When I’m not reviewing the past, I frequently get involved in small projects. Sunday evening as I was preparing dinner, I needed brown sugar for a sauce. I have plenty of brown sugar but I couldn’t measure it because it was hard as a rock. I removed what I didn’t need from its package into a jar, went outside to the apple tree, picked a small apple, and placed a piece of it in the jar to soften the sugar.
A second small project was to soften hand soap scraps, collected over several years, so I can make round bars which I use for cleaning my brushes after painting or mixed media. Detours like these get things done that nag at me when I encounter them, but add up to chunks of time spent while creative projects wait to be completed.
Sometime Sunday evening, I recalled a suggestion I read last week in a library book which suggested looking at your own previous work when you need a new idea, and maybe that will trigger something. I also had the thought that I didn’t necessarily need to use an actual image of something for the class projects; I could use a color or texture for a focal point.
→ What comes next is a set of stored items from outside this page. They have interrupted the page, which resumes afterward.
PR #333, opened 2020-05-13
fix break bug in validation

fxfactorial:
break needs a loop label or to return.


vyzo (changes requested):
Indeed this is a (minor) bug, please use a break with label instead of returning.

fxfactorial:
@vyzo done - got another one , same thing

vyzo (approved):
thank you!

PR #339, opened 2020-05-16
Implement outbound peer quotas and limit overgraft

vyzo:
Introduces a new overlay parameter, `D_out`, which is used to control the number of outbound connected peers we should keep in the mesh.

During mesh maintenance:
- when pruning because of over subscription, we constrain the survivor set to include D_out outbound peers.
- when we have less than `D_out` peers in the mesh, we graft some outbound peers.

In addition, when receiving a graft over the `D_hi` limit, the graft is rejected unless it comes from an outbound peer.

cc @daviddias @raulk

### DIFF
--- a/gossipsub.go
+++ b/gossipsub.go
@@ -356,10 +356,21 @@ func (gs *GossipSubRouter) AddPeer(p peer.ID, proto protocol.ID) {
 	// track the connection direction
 	outbound := false
 	conns := gs.p.host.Network().ConnsToPeer(p)
+loop:
 	for _, c := range conns {
 		if c.Stat().Direction == network.DirOutbound {
-			outbound = true
-			break
+			// only count the connection if it has a pubsub stream
+			for _, s := range c.GetStreams() {
+				switch s.Protocol() {
+				case FloodSubID:
+					fallthrough
+				case GossipSubID_v10:
+					fallthrough
+				case GossipSubID_v11:
+					outbound = true
+					break loop
+				}
+			}
 		}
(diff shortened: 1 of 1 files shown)


gossipsub.go
```diff
@@ -348,6 +352,17 @@ func (gs *GossipSubRouter) AddPeer(p peer.ID, proto protocol.ID) {
 	if direct {
 		gs.p.host.ConnManager().TagPeer(p, "pubsub:direct", 1000)
 	}
+
+	// track the connection direction
+	outbound := false
+	conns := gs.p.host.Network().ConnsToPeer(p)
+	for _, c := range conns {
```
yusefnapora, line 360: This is perhaps overly paranoid, but is it possible to only count the connection used for the gossipsub stream? Otherwise there's an outside chance someone could trick us into open some other libp2p conn to them and get counted as outbound. Not sure how, exactly, although if we're running the autonat service they could request a dial-back.

vyzo: I guess we could, but it sounds too paranoid?

vyzo: we can however.

vyzo: Also, autonat dialback is not an issue -- we don't use the same host for the dial back.

vyzo: done.

yusefnapora (approved):
looks good. thanks for humoring my paranoia 😄

vyzo:
rebased on master for merging.

PR #340, opened 2020-05-16
fix panic in timecache-backed blacklist

### LINKED ISSUE #338: remove panic inducing depencency
I use: 

```go
blklist, _ := libp2p_pubsub.NewTimeCachedBlacklist(15 * time.Minute)
libp2p_pubsub.WithBlacklist(blklist),
pubsub, err := libp2p_pubsub.NewGossipSub(ctx, p2pHost, options...)
```

and use the `pubsub.BlacklistPeer(peer)` but the upstream dep on `whyrusleeping` imo is bad because banning peers more than once, the same peer, causes a panic on add, so to use it right, I'd need to hold the ref to the blacklist, call contained before calling add, kinda too much of a hassle to accomdate this API. 

```
func (tc *TimeCache) Add(s string) {
	_, ok := tc.M[s]
	if ok {
		panic("putting the same entry twice not supported")
	}
```

from timecache.go 

Please implement blacklist without a panic causing lib

fxfactorial:
closes #338

### DIFF
--- a/blacklist.go
+++ b/blacklist.go
@@ -10,7 +10,7 @@ import (
 
 // Blacklist is an interface for peer blacklisting.
 type Blacklist interface {
-	Add(peer.ID)
+	Add(peer.ID) bool
 	Contains(peer.ID) bool
 }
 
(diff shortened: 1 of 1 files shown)


vyzo (approved):

fxfactorial:
ping - possible to have merged/released today - would like to use in my code

vyzo:
done - thank you!

fxfactorial:
Cool , thank you , I love libp2p

PR #344, opened 2020-05-25
Fix bug in oversubscription pruning D_out constraint

vyzo:
If some outbound peers were already part of the selection and near the end of it, they could slide off when rotating in outbound peers from outside the selection.
This fixes the issue, by doing a first pass and rotating to the front outbound peers already part of the selection.


yusefnapora (approved):
nice catch 👍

I looked through some papers my art group did a few years ago and found some boiled books with colors that I liked which might go with what I already had.
In the process of this course, I’m using different adhesives, different paper, and a different way of thinking about images from the last class I worked through. I find that I’m not learning new techniques so much as comparing and evaluating the materials and processes and deciding which I prefer and what works best for me.
Instead of a finished project, this is what the three collages looked like at the beginning of this week. The dark shapes are scraps of a boiled book page.

Obviously, I have a lot more work to do on them. Stay tuned.
One thought on “Trying to Shift Gears”
Marilyn, it seems this time of year we go through this rethinking process again. Particularly regarding time and length of days. My evenings sitting in the swing with a dog on either side after gardening is done until after dark has come to a screeching stop. It gets cold soon as the sun drops.
I like that you are incorporating boiled book papers into your collage. I found mine the other day but still have not done much with them. Im anxious to seevwhat you do nect.